Two Wheel Gear :: Making a Classic

by , June 3, 2015

Here’s the scene: a young man goes to work everyday, in a suit, does his nine to five and leaves. He doesn’t go to a bar. He doesn’t see friends. He goes home. He goes into the basement. And he works. He works with pen and paper, he works with duct tape and sharpies and rivets. He works. He plans. He works some more.

He does this day in, day out. He pours all his money into it. Eventually, he quits his job. He keeps working though. And working and working and working.

That’s been Reid Hemsing’s life for the past three years.

Why?

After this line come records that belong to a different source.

PR #567, opened 2024-09-09
Better Artifact defaults when using built-in

AndyGerlicher:


dfederm:
My preferred change would be to change:
 
```
<EnableArtifacts Condition="'$(UseArtifactsOutput)' == 'true'">false</EnableArtifacts>
```

To:
```
<EnableDefaultArtifacts Condition="'$(UseArtifactsOutput)' == 'true'">false</EnableDefaultArtifacts>
```

and I guess move it from Microsoft.Build.Artifacts.Common.props to Microsoft.Build.Artifacts.props.

The "artifacts output layout" really just redirects the default outputs to a repo-rooted location. It doesn't solve the problem of arbitrary copies. So IMO only the *default* artifacts should be disabled, ie the implicit `<Artifact Include="$(OutputPath)" DestinationFolder="$(ArtifactsPath)" />`. Any explicit `Artifact` or `Robocopy` items should still be respected.

dfederm (approved):

dfederm (approved):

PR #570, opened 2024-09-24
Fix NoTargetsTests.cs

stan-sz:


AndyGerlicher:
I pulled this fix into #573. Thanks!

PR #571, opened 2024-09-24
Remove old TFM support

AndyGerlicher:


azure-pipelines.yml
```diff
@@ -5,8 +5,6 @@ variables:
   ArtifactsDirectoryName: 'artifacts'
   BuildConfiguration: 'Debug'
   BuildPlatform: 'Any CPU'
-  DotNet6Version: '6.x'
-  DotNet7Version: '7.x'
```
erikmav, line 9: > Do [](http://example.com/codeflow?start=1&length=3)

Add 9.x?

erikmav (approved):
:shipit:

Directory.Packages.props
```diff
@@ -3,7 +3,7 @@
     <ManagePackageVersionsCentrally>true</ManagePackageVersionsCentrally>
     <MicrosoftBuildPackageVersion Condition="'$(TargetFramework)' == 'netstandard2.0'">16.9.0</MicrosoftBuildPackageVersion>
     <MicrosoftBuildPackageVersion Condition="'$(TargetFramework)' == 'net46'">15.9.20</MicrosoftBuildPackageVersion>
-    <MicrosoftBuildPackageVersion Condition="'$(TargetFramework)' == 'net7.0'">17.7.2</MicrosoftBuildPackageVersion>
+    <MicrosoftBuildPackageVersion Condition="'$(TargetFramework)' == 'net8.0'">17.7.2</MicrosoftBuildPackageVersion>
```
dfederm, line 6: I wonder if we can use a newer MSBuild as well. The main purpose of this condition is because MSBuild also bumps its TF, so we have to stick to the newest that supports a given TF

dfederm: Yea, looks like we can just use the latest (17.11.4).

You can actually just remove this line entirely and let net8 fall down to the line below. And then optionally update the version in the line below as well

PR #581, opened 2024-10-14
Update to latest System.Text.Json with security fix

erikmav:
Fix build breaks from Component Governance alert.


AndyGerlicher (approved):

rainersigwald:
Note that this will break the package on older Visual Studio versions that don't have STJ 8.0.5 yet, which is everything less than 17.12 GA (which isn't public yet).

Well, he just wanted to help people ride their bikes to work.

Reid Hemsing

On ya bike

This, like a lot of good stories, starts with public transport and some self-loathing. Reid was working in an office and stuck in a cycling commute.

“I hated sitting on the bus and the few times I did I just ended up glaring out the window and staring at the happy faces on their bikes…thinking I am an idiot, this sucks.”  Reid was a cyclist through and through.

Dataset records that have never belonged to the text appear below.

PR #601, opened 2025-02-04
Ensure installation occurs exactly once, add msrustup file env var 

novacole:
This change updates the sdk to ensure that cargo and rust, are installed exactly once. It also adds further support for msrustup auth with the addition of the msrustup_file env var

### DIFF
--- a/src/Cargo/sdk/CargoInstall.proj
+++ b/src/Cargo/sdk/CargoInstall.proj
@@ -1,13 +1,8 @@
 <Project>
-  <Import Project="$(MSBuildThisFileDirectory)sdk.props" />
-  <UsingTask TaskName="Microsoft.Build.Cargo.CargoTask"
-    AssemblyFile="$(MSBuildThisFileDirectory)..\build\net8.0\Microsoft.Build.Cargo.dll"
-    Condition="'$(MSBuildRuntimeType)' == 'Core' And '$(ShouldImportSdkDll)' != 'false'" />
-  <UsingTask TaskName="Microsoft.Build.Cargo.CargoTask"
-    AssemblyFile="$(MSBuildThisFileDirectory)..\build\net472\Microsoft.Build.Cargo.dll"
-    Condition="'$(MSBuildRuntimeType)' != 'Core' And '$(ShouldImportSdkDll)' != 'false'" />
+  <Import Project="$(MSBuildThisFileDirectory)Sdk.props"/>
+  <UsingTask TaskName="Microsoft.Build.Cargo.CargoTask" AssemblyFile="$(MSBuildThisFileDirectory)..\build\net8.0\Microsoft.Build.Cargo.dll" Condition="'$(MSBuildRuntimeType)' == 'Core'" />
+  <UsingTask TaskName="Microsoft.Build.Cargo.CargoTask" AssemblyFile="$(MSBuildThisFileDirectory)..\build\net472\Microsoft.Build.Cargo.dll" Condition="'$(MSBuildRuntimeType)' != 'Core'" />
   <Target Name="CargoInstall">
-    <CargoTask EnableAuth="$(AuthMode)" StartupProj="$(MSBuildStartupDirectory)" Command="install"
-      UseMsRustUp="$(UseMsRustUp)" />
+    <CargoTask EnableAuth="$(AuthMode)" StartupProj="$(MSBuildStartupDirectory)" Command="install" UseMsRustUp="$(UseMsRustUp)"/>
   </Target>
 </Project>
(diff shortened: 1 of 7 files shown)


src/Cargo/sdk/CargoInstall.proj
```diff
@@ -0,0 +1,13 @@
+<Project>
+  <Import Project="$(MSBuildThisFileDirectory)sdk.props" />
```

Why would you want to do that when you can cycle? There’s nothing quite like the “freedom of being on a bike and feeling your environment. There’s a state of mind when riding a bike that you can never get in a car.”

2wheelgear lifestyle

2wheelgear lifestyle2

But cycling through the city is not without its problems. And Reid being a “suit” at the time, transporting his collared black uniform to work was an issue.

There’s a state of mind when riding a bike that you can never get in a car.

That’s when he discovered his destiny: The Classic Bike Suit Bag by Two Wheel Gear. It was a pannier designed to store your garb with nary a crease or mark. You’d just hook it onto your bike and be ready to go.

Two Wheel Gear

The Classic Bike Suit Bag – the bag with the world’s most literal name

For Reid, it was nearly perfect. “It was just one incredibly homemade product…but I really bought into the concept,” he said. He means that literally: Reid reached out to Two Wheel Gear and became part of their team, slogging away with them, shoulder to shoulder, after work and selling their wears from their garage.

2wheelgear early days

“I thought the bag solved a huge problem.”

He wasn’t the only one.

“In the corporate locker room, watching other commuters carefully unpack their bags with cleverly folded or rolled up clothing, I would just roll in, hang the bag up and unzip the bag, exposing a perfect set of clothes hanging like I just pulled it out of my closet. People would say, ‘What is that thing?’”

And Reid knew he was onto something. That he could make it better.

Two Wheel Gear

Soon after, Reid laid down his savings and bought Two Wheel Gear. The Classic wasn’t just another piece of gear now: it was his life. Reid went to work, funnelling all of his energy into the project.

In the corporate locker room…I would just roll in, hang the bag up and unzip the bag, exposing a perfect set of clothes hanging like I just pulled it out of my closet.”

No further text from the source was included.